## Work to be completed
Your task is to show every line in the listing below that includes "some".

## Available data
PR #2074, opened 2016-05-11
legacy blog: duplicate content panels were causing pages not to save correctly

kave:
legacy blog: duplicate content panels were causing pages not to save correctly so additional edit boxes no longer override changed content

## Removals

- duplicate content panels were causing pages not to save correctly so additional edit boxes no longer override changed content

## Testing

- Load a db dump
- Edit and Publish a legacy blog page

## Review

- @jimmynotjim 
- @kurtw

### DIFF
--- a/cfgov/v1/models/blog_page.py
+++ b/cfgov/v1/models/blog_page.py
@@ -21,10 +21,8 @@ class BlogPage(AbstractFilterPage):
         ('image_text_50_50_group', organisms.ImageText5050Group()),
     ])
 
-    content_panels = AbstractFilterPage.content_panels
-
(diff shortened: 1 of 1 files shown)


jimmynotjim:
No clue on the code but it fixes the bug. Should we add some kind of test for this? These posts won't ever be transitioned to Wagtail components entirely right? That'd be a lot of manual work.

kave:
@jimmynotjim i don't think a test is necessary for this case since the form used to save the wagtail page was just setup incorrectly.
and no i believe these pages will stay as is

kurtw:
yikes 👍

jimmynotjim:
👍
* * *
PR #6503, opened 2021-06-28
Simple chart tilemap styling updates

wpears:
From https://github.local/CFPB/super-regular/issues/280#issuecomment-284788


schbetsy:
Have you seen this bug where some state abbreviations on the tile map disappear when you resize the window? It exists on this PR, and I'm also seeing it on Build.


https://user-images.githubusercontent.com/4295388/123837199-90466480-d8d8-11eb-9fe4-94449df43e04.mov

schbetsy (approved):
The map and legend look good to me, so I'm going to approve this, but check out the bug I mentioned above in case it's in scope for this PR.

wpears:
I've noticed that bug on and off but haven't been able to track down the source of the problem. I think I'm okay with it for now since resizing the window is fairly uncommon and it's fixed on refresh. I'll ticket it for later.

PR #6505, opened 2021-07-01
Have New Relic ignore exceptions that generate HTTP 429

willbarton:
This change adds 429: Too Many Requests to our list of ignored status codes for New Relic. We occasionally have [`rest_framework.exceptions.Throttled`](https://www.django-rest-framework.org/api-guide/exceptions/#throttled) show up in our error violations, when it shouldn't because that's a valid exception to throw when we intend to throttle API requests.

## Solution
No clue on the code but it fixes the bug. Should we add some kind of test for this? These posts won't ever be transitioned to Wagtail components entirely right? That'd be a lot of manual work.
Have you seen this bug where some state abbreviations on the tile map disappear when you resize the window? It exists on this PR, and I'm also seeing it on Build.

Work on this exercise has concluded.